Köksal Gökbaşi
Köksal Gökbaşi
E-Posta: [email protected] YAZARIN TÜM YAZILARI

Ateşten Gömlek: Halide Edib Adıvar’dan günümüze

Köşe Yazısını Dinle

Halide Edib Adıvar’ın Ateşten Gömlek romanı, Kurtuluş Savaşı sırasında yaşanan bir aşk öyküsünü konu edinen ve 1922’de, savaşın en çetin günlerinde kaleme alınmış bir eserdir. Savaşın ateşinde yoğrulmuş bir milletin direnişini, aşkı ve acıyı anlatan bu roman, adeta bugünkü günlerimizi de yansıtıyor. 20 Eylül Cumartesi günü Olay Gazetesi’nin manşetinde BUSİAD’ın bildirisi vardı: “Ateşten günler yaşıyoruz.”

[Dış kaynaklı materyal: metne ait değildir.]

PR #4005, opened 2019-04-16
Prevent errors when synchronizing Sqlite or MSSql DBs with `simple-enum` types

louisremi:
**Issue type:**

[ ] question
[x] bug report
[ ] feature request
[ ] documentation issue

**Database system/driver:**

[ ] `cordova`
[ ] `mongodb`
[ ] `mssql`
[ ] `mysql` / `mariadb`
[ ] `oracle`
[ ] `postgres`
[ ] `cockroachdb`
[x] `sqlite`
[ ] `sqljs`
[ ] `react-native`
[ ] `expo`

**TypeORM version:**

[x] `latest`
[ ] `@next`

**Steps to reproduce:**

I tried to use the new (and **undocumented**) `simple-enum` type with sqlite. I'm surprised to see that Typeorm is able to synchronize only once when the table hasn't been created yet. Once the table has been created, synchronizing throws with the following error message:
```
{ QueryFailedError: SQLITE_ERROR: near "-": syntax error
    at new QueryFailedError (/home/louisremi/Workspace/monbelappart/src/error/QueryFailedError.ts:9:9)
    at handler (/home/louisremi/Workspace/monbelappart/src/driver/sqlite/SqliteQueryRunner.ts:53:26)
    at replacement (/home/louisremi/Workspace/monbelappart/node_modules/sqlite3/lib/trace.js:19:31)
    at Statement.errBack (/home/louisremi/Workspace/monbelappart/node_modules/sqlite3/lib/sqlite3.js:16:21)
  message: 'SQLITE_ERROR: near "-": syntax error',
  errno: 1,
  code: 'SQLITE_ERROR',
  name: 'QueryFailedError',
  query: 'CREATE TABLE "temporary_room" ("id" varchar PRIMARY KEY NOT NULL, "reference" varchar NOT NULL, "name" varchar NOT NULL, "floorArea" integer NOT NULL, "status" simple-enum CHECK( status IN (\'draft\',\'active\',\'maintenance\',\'archived\',\'deleted\') ) NOT NULL DEFAULT (\'draft\'), "createdAt" datetime NOT NULL DEFAULT (datetime(\'now\')), "updatedAt" datetime NOT NULL DEFAULT (datetime(\'now\')), CONSTRAINT "UQ_8c1de74045cb8a30adbb6614f7c" UNIQUE ("reference"))',
  parameters: [] }
```
I am a complete noob with Typeorm, but from poking around the source code, here's what I'm guessing is going wrong:
- at some point [`loadTables`](https://github.com/typeorm/typeorm/blob/63d993b1ef9f68a6e12bd535ac8ca8be39702502/src/driver/sqlite-abstract/AbstractSqliteQueryRunner.ts#L754) is executed to detect a difference between the entity and the actual Table layout.
- for some reason, the person who added simple-enum support wanted `loadTables()` to return `simple-enum` instead of the actual `varchar` type that was used when creating the table in sqlite, see https://github.com/typeorm/typeorm/blob/63d993b1ef9f68a6e12bd535ac8ca8be39702502/src/driver/sqlite-abstract/AbstractSqliteQueryRunner.ts#L818 This code block is troubling because there is no such "inverse conversion" for other `simple-*` types such as `simple-json` and `simple-array`
- because of this, two problems happen: Typeorm incorrectly detects a difference between the entity and the table layout, so it tries to recreate the table… and this time uses `simple-enum` as the column type in the query, which causes the above error.

I removed the "inverse conversion" code blocks in both Sqlite and MSSql query runners, and I removed the tests that were expecting `findColumnByName` to return the entity definition instead of the actual table layout. Again, the reason I did this is because the implementation and tests of `simple-array` and `simple-json` don't have this behavior and assertions… and also because using `simple-enum` only appears to work in sqlite when I remove this code.

I'm willing to add documentation for simple-enum to this PR if you are OK with the proposed changes.

### DIFF
--- a/test/functional/database-schema/column-types/sqlite/column-types-sqlite.ts
+++ b/test/functional/database-schema/column-types/sqlite/column-types-sqlite.ts
@@ -128,11 +128,11 @@ describe("database schema > column types > sqlite", () => {
         table!.findColumnByName("datetime")!.type.should.be.equal("datetime");
         table!.findColumnByName("simpleArray")!.type.should.be.equal("text");
         table!.findColumnByName("simpleJson")!.type.should.be.equal("text");
-        table!.findColumnByName("simpleEnum")!.type.should.be.equal("simple-enum");
+        table!.findColumnByName("simpleEnum")!.type.should.be.equal("varchar");
         table!.findColumnByName("simpleEnum")!.enum![0].should.be.equal("A");
         table!.findColumnByName("simpleEnum")!.enum![1].should.be.equal("B");
         table!.findColumnByName("simpleEnum")!.enum![2].should.be.equal("C");
-        table!.findColumnByName("simpleClassEnum1")!.type.should.be.equal("simple-enum");
+        table!.findColumnByName("simpleClassEnum1")!.type.should.be.equal("varchar");
         table!.findColumnByName("simpleClassEnum1")!.enum![0].should.be.equal("apple");
         table!.findColumnByName("simpleClassEnum1")!.enum![1].should.be.equal("pineapple");
         table!.findColumnByName("simpleClassEnum1")!.enum![2].should.be.equal("banana");
--- a/test/functional/database-schema/column-types/sqlite/column-types-sqlite.ts
+++ b/test/functional/database-schema/column-types/sqlite/column-types-sqlite.ts
@@ -129,13 +129,7 @@ describe("database schema > column types > sqlite", () => {
         table!.findColumnByName("simpleArray")!.type.should.be.equal("text");
         table!.findColumnByName("simpleJson")!.type.should.be.equal("text");
         table!.findColumnByName("simpleEnum")!.type.should.be.equal("varchar");
-        table!.findColumnByName("simpleEnum")!.enum![0].should.be.equal("A");
-        table!.findColumnByName("simpleEnum")!.enum![1].should.be.equal("B");
-        table!.findColumnByName("simpleEnum")!.enum![2].should.be.equal("C");
         table!.findColumnByName("simpleClassEnum1")!.type.should.be.equal("varchar");
-        table!.findColumnByName("simpleClassEnum1")!.enum![0].should.be.equal("apple");
-        table!.findColumnByName("simpleClassEnum1")!.enum![1].should.be.equal("pineapple");
-        table!.findColumnByName("simpleClassEnum1")!.enum![2].should.be.equal("banana");
 
     })));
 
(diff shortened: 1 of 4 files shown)


pleerock:
We can't simply remove exist line of code.. Please ping author of those changes and ask him why he added them here.

louisremi:
Hello @borremosch, you are the author of #3700 and your input here would be very much appreciated :-)

Do you remember the rationale for adding the "inverse-transformation" of "varchar + CHECK()" back to `simple-enum`? This appears to cause errors when synchronizing with SQLite. Such behavior wasn't implemented for `simple-json` and `simple-array`, so I'm assuming you have been overzealous here, and I suggest this behavior should be removed for `simple-enum`. What do you think?

louisremi:
Hello again @borremosch, your input on this issue ↑ is more than welcome :-)

borremosch:
Hey @louisremi, apologies for the delay, I have been quite busy lately. I have taken a quick look and it looks like you might be right. I thought it would be nice if Typeorm would infer certain check statements back to a simple enum so that's probably why I added the code for the inverse transformation, but if this is causing issues then it is probably a good idea to remove that part of the code.

test/functional/database-schema/column-types/sqlite/column-types-sqlite.ts
```diff
@@ -128,14 +128,8 @@ describe("database schema > column types > sqlite", () => {
         table!.findColumnByName("datetime")!.type.should.be.equal("datetime");
         table!.findColumnByName("simpleArray")!.type.should.be.equal("text");
         table!.findColumnByName("simpleJson")!.type.should.be.equal("text");
-        table!.findColumnByName("simpleEnum")!.type.should.be.equal("simple-enum");
-        table!.findColumnByName("simpleEnum")!.enum![0].should.be.equal("A");
```
pleerock: can you tell why did you remove those checks for data equality?

louisremi: It isn't data equality that is checked here. Data equality is still tested [on line 118](https://github.com/typeorm/typeorm/pull/3700/files#diff-ce7c0509b75f61f6f160d566ef049087R118). These tests were written to ensure that `findByColumnName("simpleEnum")` returned the original definition of the `simple-enum`, (instead of the actual `nvarchar` used by Sqlite). This is the behavior I am proposing to fix. So these tests are no longer relevant.

imnotjames (changes requested):
Please add a test that confirms that this change allows the intended behavior to work as expected.  I think it's that when you do a second sync it will work correctly?

And that changes to the enum are still reflected - unless there's already a test for that.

Gerçekten de ateşten günler yaşıyoruz. Ergun Hadi Türkay başkanlığındaki BUSİAD Yüksek Danışma Kurulu’nun yayımladığı bildiri, önce iç ve dış kaynaklı sorunları sıralıyor, ardından çözüm odaklı önerilerini paylaşıyor. Bildirideki “Ateşten günler yaşıyoruz” ifadesi, ekonomik baskılardan küresel belirsizliklere uzanan bir tabloyu özetliyor. Türk Dil Kurumu’na (TDK) göre “ateş”, yanıcı maddelerin tutuşmasıyla ortaya çıkan ısı ve ışık ya da coşku anlamına geliyor. Ancak bugün, bu kelime daha çok bir mecaz olarak, ülkemizin ve dünyanın karşı karşıya kaldığı yangınları çağrıştırıyor.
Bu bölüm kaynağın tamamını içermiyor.